CDA is a blend of both critical theory and poststructuralist epistemologies. Its researchers take an active role in understanding, exposing, and, thereby, resisting forms of power abuse and social inequality reshaped through policy texts and discourses. Analysing power is a major concern because “power comes from privileged access to social resources such as education, knowledge and wealth, which provides authority, status and influence to those who gain this access and enables them to dominate, coerce and control subordinate groups” (Machin & Mayr, 2012, p. 24).

The CDA model overcomes Foucault’s alleged neglect of texts and is relevant for critical policy analysis for four main reasons (Taylor, 1997, 2004). First, it is multidimensional with three interrelated dimensions of texts, social practice, and discursive practices, each relevant to analyse power, hegemony, and ideologies produced and reproduced through marketisation policy texts and discourses. Second, it is multifunctional for having three functions, useful to analyse how marketisation policy texts and discourses construct and constitute teachers’ and students’ knowledge and beliefs, social relations, and social identities. Third, it is historical and focuses on intertextuality to examine how marketisation policy texts are constructed in different, but related, historical and social contexts. Fourth, CDA is critical for exposing the

hidden power and ideological relations reproduced through marketisation policy texts and marketised textbooks as cultural texts (Fairclough, 1992).
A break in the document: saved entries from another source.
Issue #5731, opened 2026-04-06
[build] `PLATFORM_MEMORY` not supported by CMake


nagolove:
On revision c5fc7716229cef1727e7baf325a695a0ac00cf27 I could not compile library with `Memory` backend for testing purposes.
```
raylib ❯ cmake -DPLATFORM=Memory .                                                             git:(master) ✗  
-- Testing if -Werror=pointer-arith can be used -- compiles
-- Testing if -Werror=implicit-function-declaration can be used -- compiles
-- Testing if -fno-strict-aliasing can be used -- compiles
CMake Error at cmake/EnumOption.cmake:7 (message):
  Unknown value Memory.  Only
  -DPLATFORM=Desktop;Web;WebRGFW;Android;Raspberry Pi;DRM;SDL;RGFW allowed.
Call Stack (most recent call first):
  CMakeOptions.txt:9 (enum_option)
  CMakeLists.txt:30 (include)
```
I think `Memory` should be in PLATFORM enum with additional flags like ` -DGRAPHICS=GRAPHICS_API_OPENGL_SOFTWARE ` and  `-DBUILD_EXAMPLES=OFF`

### Environment

Arch Linux distribution

raysan5:
Pinging the CMake maintainers for future review: @Peter0x44 @manuel5975p @VictorHM @JohnnyCena123

PR #5750, opened 2026-04-10
[makefile] update makefile for PLATFORM_MEMORY

CrackedPixel:
found while looking at https://github.com/raysan5/raylib/issues/5731

the default `make PLATFORM=PLATFORM_MEMORY` command will not compile due to the `-D{GRAPHICS}` since `graphics` is empty for memory platform


raysan5:

PR #5751, opened 2026-04-11
[text_words_alignment] - Windows (GCC)

jochemherz:
At line 53, the example uses:

`char **words = TextSplit(...);`

However, `TextSplit(...)` returns a `const char **`.

This causes a compilation error with strict GCC due to incompatible pointer types.

Suggested fix: 

`const char **words = TextSplit(...);`

This change helps avoid confusion for beginners and ensures compatibility with strict GCC/Clang builds.

### DIFF
--- a/examples/text/text_words_alignment.c
+++ b/examples/text/text_words_alignment.c
@@ -50,7 +50,7 @@ int main(void)
     // Define the text we're going to draw in the rectangle
     int wordIndex = 0;
     int wordCount = 0;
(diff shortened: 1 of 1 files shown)


maiconpintoabreu:
Every time I see branch called patch-1(any number) I think it is AI generated.

raysan5:
@maiconpintoabreu it probably is, it actually fixes it for 5.5 but not for 6.0

PR #5755, opened 2026-04-12
Update BINDINGS.md to add new FreeBASIC port

mudhairless:
Added the raylib4fb port


raysan5:
@mudhairless thanks for the addition!

PR #5758, opened 2026-04-14
[zig] Adjusting build.zig to run on 0.16.0

maiconpintoabreu:


HaxSam:
Looks good

build.zig.zon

Furthermore, I found the CDA model (Fairclough, 1989, 1992, 1995, 2001; Chouliaraki and Fairclough, 1999) useful for this study because it examines the political struggles for marketisation policy interpretation focusing on variation, changes, and

struggles across and within institutions. That is, schools and teachers’ work practices

varied with time and contexts because of their struggle to respond to the challenges of marketisation policy reform and other local, national, and global sociocultural and political forces reshaping their work. Fairclough (1992) argues that both critical linguistics and poststructuralists have not adequately examined what he calls the

“duality of discourse” (p. 36), referring to “the way in which discourse contributes both

to the reproduction and to the transformation of societies.” (p. 36). Important to this

reproduction and transformation are the ideologies and social practices. For Fairclough (1989, 1992, 1995, 2001, 2010), these can be critically analysed through his three- dimensional CDA model, consisting of three interrelated dimensions and procedural

stages for analysis. The dimensions are “text, discursive practice, and social practice”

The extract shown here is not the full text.